REQUIREMENT: Would you retype each record exactly as given?
* * * * * * * * *
PR #593, opened 2026-06-12
Code-review round 2: pin the soft-skip contract against release.yml, harden gate surfaces, drift-proof benchmark prose

jeduden:
Round 2 of the requested xhigh code review, run over #592's diff after it merged. Nine finder angles plus a sweep produced ~30 raw candidates; after verification they reduce to the fixes below (the headline mechanisms of #592 all held up — the round confirmed the `if:` expression's implicit `success()` guard, the YAML comments sitting outside the `install:` block scalar, byte-stable fragment regeneration, and clean vet/tests).

## Fixes

**Gate hardening and surfaces** (`internal/release/`, `cmd/mdsmith-release/`)
- `TestRepoReleaseWorkflowSoftSkipMarkerInSync` pins the contract against the real `release.yml`: renaming the workflow's `skipped=true` literal without updating `softSkipMarker` would have made the gate silently vacuous — now it's a red test. The same test pins `mise-registry` as best-effort, so promoting it into `RequiredSmokeChannels` (the plan-145 follow-up) forces a conscious edit after its skip path is removed.
- The cmd layer gains the missing end-to-end test: a required channel that soft-skips now provably exits 1 through `run()` dispatch, catching e.g. a yaml-tag regression the unit tests can't see.
- `CheckReleaseSmoke`'s two membership maps fold into one channel→install map (matches the package's idiom).
- The subcommand's usage text, command-list one-liner, and failure hint now name the second violation class — previously an operator hitting it got a Reason string but help text describing only missing-channel coverage. `docs/development/release.md`'s gate-guard bullet gets the same one-phrase update (kept to net-zero lines; the file sits at its 380-line MDS022 budget).

**Prose drift-proofing** (`docs/research/benchmarks/`)
- The parity sentence cited the table's literal `1.1x` — a number `gen_fragments.py` regenerates while prose stands still. Now qualitative ("trails mado narrowly"); the table owns the number.
- The mado growth example's 523→722 figures are explicitly "an earlier pair of snapshots", so they no longer read as the current count two sentences after "766 now".
- `gen_fragments.py`'s new comment trims to the invariant (the file documents invariants, not history) and the mado exit message to one line, matching its other exits.

## Found, deliberately not fixed

- `strings.Contains` is a substring tripwire: a required channel's install script merely *mentioning* `skipped=true` in a shell comment would trip the gate (loudly, at PR time — the failure mode is annoying, not silent), and writing the output via a variable would evade it. Documented on the const; parsing shell would be over-engineering for a five-entry matrix.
* * * * * * * * *
OUTPUT FOR THIS TASK:
PR #593, opened 2026-06-12
Code-review round 2: pin the soft-skip contract against release.yml, harden gate surfaces, drift-proof benchmark prose

jeduden:
Round 2 of the requested xhigh code review, run over #592's diff after it merged. Nine finder angles plus a sweep produced ~30 raw candidates; after verification they reduce to the fixes below (the headline mechanisms of #592 all held up — the round confirmed the `if:` expression's implicit `success()` guard, the YAML comments sitting outside the `install:` block scalar, byte-stable fragment regeneration, and clean vet/tests).

## Fixes

**Gate hardening and surfaces** (`internal/release/`, `cmd/mdsmith-release/`)
- `TestRepoReleaseWorkflowSoftSkipMarkerInSync` pins the contract against the real `release.yml`: renaming the workflow's `skipped=true` literal without updating `softSkipMarker` would have made the gate silently vacuous — now it's a red test. The same test pins `mise-registry` as best-effort, so promoting it into `RequiredSmokeChannels` (the plan-145 follow-up) forces a conscious edit after its skip path is removed.
- The cmd layer gains the missing end-to-end test: a required channel that soft-skips now provably exits 1 through `run()` dispatch, catching e.g. a yaml-tag regression the unit tests can't see.
- `CheckReleaseSmoke`'s two membership maps fold into one channel→install map (matches the package's idiom).
- The subcommand's usage text, command-list one-liner, and failure hint now name the second violation class — previously an operator hitting it got a Reason string but help text describing only missing-channel coverage. `docs/development/release.md`'s gate-guard bullet gets the same one-phrase update (kept to net-zero lines; the file sits at its 380-line MDS022 budget).

**Prose drift-proofing** (`docs/research/benchmarks/`)
- The parity sentence cited the table's literal `1.1x` — a number `gen_fragments.py` regenerates while prose stands still. Now qualitative ("trails mado narrowly"); the table owns the number.
- The mado growth example's 523→722 figures are explicitly "an earlier pair of snapshots", so they no longer read as the current count two sentences after "766 now".
- `gen_fragments.py`'s new comment trims to the invariant (the file documents invariants, not history) and the mado exit message to one line, matching its other exits.

## Found, deliberately not fixed

- `strings.Contains` is a substring tripwire: a required channel's install script merely *mentioning* `skipped=true` in a shell comment would trip the gate (loudly, at PR time — the failure mode is annoying, not silent), and writing the output via a variable would evade it. Documented on the const; parsing shell would be over-engineering for a five-entry matrix.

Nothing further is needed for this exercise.